## EXERCISE
Only the lines holding the string "srinivasamurthy" are needed; copy each of them from the data.

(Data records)
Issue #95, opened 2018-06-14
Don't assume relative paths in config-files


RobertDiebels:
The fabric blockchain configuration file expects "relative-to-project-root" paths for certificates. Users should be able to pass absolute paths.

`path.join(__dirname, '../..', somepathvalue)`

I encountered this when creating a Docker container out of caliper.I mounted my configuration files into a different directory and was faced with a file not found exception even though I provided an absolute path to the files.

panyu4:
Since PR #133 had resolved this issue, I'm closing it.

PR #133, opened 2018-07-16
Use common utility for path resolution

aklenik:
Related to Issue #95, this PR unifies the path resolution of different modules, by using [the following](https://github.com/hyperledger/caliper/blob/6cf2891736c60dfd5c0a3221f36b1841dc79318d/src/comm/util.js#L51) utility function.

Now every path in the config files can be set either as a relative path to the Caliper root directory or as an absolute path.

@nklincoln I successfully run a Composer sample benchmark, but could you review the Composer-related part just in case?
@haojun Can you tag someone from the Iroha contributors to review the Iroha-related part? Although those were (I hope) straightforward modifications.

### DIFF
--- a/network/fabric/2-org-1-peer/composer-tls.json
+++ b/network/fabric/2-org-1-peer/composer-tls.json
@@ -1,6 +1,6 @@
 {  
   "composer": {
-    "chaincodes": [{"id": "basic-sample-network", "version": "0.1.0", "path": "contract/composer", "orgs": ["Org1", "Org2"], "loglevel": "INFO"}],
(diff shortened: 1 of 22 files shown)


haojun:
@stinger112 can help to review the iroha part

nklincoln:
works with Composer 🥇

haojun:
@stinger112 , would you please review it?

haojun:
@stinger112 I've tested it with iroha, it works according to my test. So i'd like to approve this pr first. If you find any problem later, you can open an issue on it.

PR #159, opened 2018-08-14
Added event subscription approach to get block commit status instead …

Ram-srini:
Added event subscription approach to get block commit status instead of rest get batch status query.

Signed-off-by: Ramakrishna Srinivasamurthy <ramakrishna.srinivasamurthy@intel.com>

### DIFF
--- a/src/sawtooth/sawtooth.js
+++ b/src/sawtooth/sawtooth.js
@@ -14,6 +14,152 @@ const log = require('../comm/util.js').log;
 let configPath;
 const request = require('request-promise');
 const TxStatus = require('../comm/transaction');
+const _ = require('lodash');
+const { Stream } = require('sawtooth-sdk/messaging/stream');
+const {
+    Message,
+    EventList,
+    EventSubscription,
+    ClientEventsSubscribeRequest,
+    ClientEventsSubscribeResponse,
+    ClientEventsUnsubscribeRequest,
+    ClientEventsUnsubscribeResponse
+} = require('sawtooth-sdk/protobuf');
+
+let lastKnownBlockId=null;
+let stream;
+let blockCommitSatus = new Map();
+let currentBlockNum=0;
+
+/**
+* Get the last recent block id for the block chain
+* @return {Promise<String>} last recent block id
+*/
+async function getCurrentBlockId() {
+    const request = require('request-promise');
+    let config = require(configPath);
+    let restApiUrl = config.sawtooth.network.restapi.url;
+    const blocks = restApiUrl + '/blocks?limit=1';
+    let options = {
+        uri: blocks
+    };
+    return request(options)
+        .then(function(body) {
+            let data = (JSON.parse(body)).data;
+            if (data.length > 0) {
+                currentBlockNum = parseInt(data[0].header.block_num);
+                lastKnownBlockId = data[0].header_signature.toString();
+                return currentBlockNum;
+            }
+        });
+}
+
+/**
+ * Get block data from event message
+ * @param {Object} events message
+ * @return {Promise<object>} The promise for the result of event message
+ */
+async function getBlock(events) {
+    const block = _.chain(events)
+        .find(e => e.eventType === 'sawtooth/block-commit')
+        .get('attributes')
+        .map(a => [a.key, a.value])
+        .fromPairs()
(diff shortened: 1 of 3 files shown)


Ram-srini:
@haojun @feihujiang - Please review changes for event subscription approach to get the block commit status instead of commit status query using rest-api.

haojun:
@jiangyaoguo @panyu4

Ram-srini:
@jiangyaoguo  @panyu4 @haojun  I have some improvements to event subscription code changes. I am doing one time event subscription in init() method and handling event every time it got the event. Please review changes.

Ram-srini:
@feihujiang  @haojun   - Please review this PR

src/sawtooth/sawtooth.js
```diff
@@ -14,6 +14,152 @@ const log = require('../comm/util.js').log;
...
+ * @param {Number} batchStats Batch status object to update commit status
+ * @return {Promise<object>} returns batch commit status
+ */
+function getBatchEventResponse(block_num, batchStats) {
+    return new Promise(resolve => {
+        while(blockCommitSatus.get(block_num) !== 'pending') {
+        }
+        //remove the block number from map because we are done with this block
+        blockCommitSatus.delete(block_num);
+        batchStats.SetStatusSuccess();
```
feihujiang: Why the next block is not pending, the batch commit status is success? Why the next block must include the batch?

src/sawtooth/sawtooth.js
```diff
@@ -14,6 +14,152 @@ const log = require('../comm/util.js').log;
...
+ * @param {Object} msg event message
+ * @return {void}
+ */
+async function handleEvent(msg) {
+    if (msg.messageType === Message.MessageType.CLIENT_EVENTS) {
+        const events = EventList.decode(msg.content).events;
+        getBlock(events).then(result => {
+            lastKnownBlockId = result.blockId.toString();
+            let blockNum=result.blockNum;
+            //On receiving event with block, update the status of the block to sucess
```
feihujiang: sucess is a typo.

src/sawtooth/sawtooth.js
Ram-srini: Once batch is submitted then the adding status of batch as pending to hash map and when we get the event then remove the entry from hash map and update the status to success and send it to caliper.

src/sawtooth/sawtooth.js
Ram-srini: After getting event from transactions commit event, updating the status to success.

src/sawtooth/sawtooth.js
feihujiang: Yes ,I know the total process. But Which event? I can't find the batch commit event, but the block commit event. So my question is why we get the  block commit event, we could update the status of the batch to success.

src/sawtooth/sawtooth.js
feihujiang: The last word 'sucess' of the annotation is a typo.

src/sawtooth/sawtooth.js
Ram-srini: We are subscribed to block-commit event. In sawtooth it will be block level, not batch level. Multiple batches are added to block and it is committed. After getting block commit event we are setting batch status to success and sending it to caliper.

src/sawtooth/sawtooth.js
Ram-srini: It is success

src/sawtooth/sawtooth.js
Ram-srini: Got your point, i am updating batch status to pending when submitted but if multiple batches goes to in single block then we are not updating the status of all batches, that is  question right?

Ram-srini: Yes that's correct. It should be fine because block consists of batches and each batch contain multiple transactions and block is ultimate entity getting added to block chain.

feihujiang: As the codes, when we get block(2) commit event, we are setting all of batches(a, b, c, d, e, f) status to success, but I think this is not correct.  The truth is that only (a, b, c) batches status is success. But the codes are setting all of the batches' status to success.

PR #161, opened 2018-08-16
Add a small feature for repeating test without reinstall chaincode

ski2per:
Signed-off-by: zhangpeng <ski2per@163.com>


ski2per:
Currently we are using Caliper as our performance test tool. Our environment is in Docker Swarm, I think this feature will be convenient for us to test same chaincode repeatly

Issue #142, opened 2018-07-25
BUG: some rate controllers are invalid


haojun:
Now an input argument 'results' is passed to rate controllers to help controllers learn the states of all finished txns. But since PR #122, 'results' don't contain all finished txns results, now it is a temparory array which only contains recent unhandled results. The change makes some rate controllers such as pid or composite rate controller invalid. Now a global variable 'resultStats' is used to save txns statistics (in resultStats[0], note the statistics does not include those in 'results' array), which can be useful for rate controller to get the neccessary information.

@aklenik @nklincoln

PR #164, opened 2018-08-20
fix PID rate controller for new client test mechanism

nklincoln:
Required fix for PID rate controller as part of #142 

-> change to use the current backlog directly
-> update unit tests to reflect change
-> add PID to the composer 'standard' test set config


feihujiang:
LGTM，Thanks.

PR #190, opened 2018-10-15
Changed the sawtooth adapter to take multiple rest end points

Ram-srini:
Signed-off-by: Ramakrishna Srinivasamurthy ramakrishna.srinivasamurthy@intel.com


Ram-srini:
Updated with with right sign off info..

## RESPONSE TO THIS EXERCISE
Signed-off-by: Ramakrishna Srinivasamurthy <ramakrishna.srinivasamurthy@intel.com>
Signed-off-by: Ramakrishna Srinivasamurthy ramakrishna.srinivasamurthy@intel.com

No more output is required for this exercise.